For the word "https", find each line in the entries where it occurs and copy that line.
START Extracted material
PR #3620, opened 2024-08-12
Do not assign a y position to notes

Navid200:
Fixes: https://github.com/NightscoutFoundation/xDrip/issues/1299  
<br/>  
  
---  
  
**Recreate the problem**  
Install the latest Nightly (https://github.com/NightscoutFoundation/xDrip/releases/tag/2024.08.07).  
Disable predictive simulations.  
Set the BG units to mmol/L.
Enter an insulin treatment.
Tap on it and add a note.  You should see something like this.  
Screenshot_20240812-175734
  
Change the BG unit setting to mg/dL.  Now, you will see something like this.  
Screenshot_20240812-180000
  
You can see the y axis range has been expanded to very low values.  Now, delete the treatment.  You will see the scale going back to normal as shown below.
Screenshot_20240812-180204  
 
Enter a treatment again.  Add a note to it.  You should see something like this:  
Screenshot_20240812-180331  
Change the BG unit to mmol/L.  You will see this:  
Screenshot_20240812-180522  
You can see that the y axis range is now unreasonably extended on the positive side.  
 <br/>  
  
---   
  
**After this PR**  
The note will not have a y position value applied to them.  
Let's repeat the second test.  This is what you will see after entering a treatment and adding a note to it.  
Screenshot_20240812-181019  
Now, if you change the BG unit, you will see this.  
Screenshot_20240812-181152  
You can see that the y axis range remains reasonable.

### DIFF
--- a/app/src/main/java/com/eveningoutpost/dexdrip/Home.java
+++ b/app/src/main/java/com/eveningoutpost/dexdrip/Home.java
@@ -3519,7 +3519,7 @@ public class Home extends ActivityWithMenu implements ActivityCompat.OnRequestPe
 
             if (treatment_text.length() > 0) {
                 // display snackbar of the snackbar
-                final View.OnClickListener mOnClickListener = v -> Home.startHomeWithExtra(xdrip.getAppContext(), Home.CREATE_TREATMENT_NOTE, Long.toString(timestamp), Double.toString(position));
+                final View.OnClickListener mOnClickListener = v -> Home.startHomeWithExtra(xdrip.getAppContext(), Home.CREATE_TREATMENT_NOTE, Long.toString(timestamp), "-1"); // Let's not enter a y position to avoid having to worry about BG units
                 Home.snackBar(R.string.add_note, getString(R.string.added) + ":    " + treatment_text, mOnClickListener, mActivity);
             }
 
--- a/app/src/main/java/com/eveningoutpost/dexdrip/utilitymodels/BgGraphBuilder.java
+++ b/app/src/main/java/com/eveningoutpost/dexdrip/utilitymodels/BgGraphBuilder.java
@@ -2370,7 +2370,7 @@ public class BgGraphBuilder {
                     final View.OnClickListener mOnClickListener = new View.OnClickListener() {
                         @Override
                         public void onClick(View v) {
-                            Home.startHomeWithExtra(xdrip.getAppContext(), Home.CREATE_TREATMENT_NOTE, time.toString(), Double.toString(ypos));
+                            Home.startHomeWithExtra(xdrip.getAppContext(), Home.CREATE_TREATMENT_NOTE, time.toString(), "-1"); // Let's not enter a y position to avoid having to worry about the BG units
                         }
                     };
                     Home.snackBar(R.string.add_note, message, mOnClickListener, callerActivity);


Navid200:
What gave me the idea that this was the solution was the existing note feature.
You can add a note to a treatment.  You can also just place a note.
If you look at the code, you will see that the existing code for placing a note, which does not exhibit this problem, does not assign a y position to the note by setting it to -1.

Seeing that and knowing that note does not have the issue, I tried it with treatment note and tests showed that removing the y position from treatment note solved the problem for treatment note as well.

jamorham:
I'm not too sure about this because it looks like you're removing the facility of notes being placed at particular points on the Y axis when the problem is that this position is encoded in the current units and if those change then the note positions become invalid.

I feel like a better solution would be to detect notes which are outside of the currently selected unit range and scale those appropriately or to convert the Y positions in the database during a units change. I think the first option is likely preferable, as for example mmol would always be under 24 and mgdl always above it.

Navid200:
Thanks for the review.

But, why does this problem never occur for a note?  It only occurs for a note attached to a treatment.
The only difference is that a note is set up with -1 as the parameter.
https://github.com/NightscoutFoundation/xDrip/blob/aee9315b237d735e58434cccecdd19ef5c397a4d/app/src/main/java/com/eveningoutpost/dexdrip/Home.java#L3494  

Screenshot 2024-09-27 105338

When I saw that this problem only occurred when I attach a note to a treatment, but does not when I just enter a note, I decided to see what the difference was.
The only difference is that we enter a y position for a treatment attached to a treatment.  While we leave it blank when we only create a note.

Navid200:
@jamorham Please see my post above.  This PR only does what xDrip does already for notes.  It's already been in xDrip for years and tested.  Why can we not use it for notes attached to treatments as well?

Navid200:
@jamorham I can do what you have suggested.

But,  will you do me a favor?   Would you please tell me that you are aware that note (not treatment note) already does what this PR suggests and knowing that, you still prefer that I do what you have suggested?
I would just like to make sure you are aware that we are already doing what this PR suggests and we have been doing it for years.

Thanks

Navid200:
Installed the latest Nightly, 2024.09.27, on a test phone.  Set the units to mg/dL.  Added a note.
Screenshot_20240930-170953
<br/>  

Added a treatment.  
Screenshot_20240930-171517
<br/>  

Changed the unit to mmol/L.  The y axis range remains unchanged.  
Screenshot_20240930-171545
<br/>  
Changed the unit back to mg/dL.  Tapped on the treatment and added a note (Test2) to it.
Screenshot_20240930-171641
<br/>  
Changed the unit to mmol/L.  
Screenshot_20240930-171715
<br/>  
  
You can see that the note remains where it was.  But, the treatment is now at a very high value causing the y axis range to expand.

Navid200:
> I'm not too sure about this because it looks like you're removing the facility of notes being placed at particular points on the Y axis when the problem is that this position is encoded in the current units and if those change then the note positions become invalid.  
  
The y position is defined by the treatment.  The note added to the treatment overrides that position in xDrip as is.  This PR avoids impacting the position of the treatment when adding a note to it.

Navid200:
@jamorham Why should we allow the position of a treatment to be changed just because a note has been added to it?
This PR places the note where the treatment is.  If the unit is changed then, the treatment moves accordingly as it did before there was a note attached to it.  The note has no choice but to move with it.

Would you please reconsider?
END Extracted material
Answer section>
Fixes: https://github.com/NightscoutFoundation/xDrip/issues/1299  
Install the latest Nightly (https://github.com/NightscoutFoundation/xDrip/releases/tag/2024.08.07).  
https://github.com/NightscoutFoundation/xDrip/blob/aee9315b237d735e58434cccecdd19ef5c397a4d/app/src/main/java/com/eveningoutpost/dexdrip/Home.java#L3494  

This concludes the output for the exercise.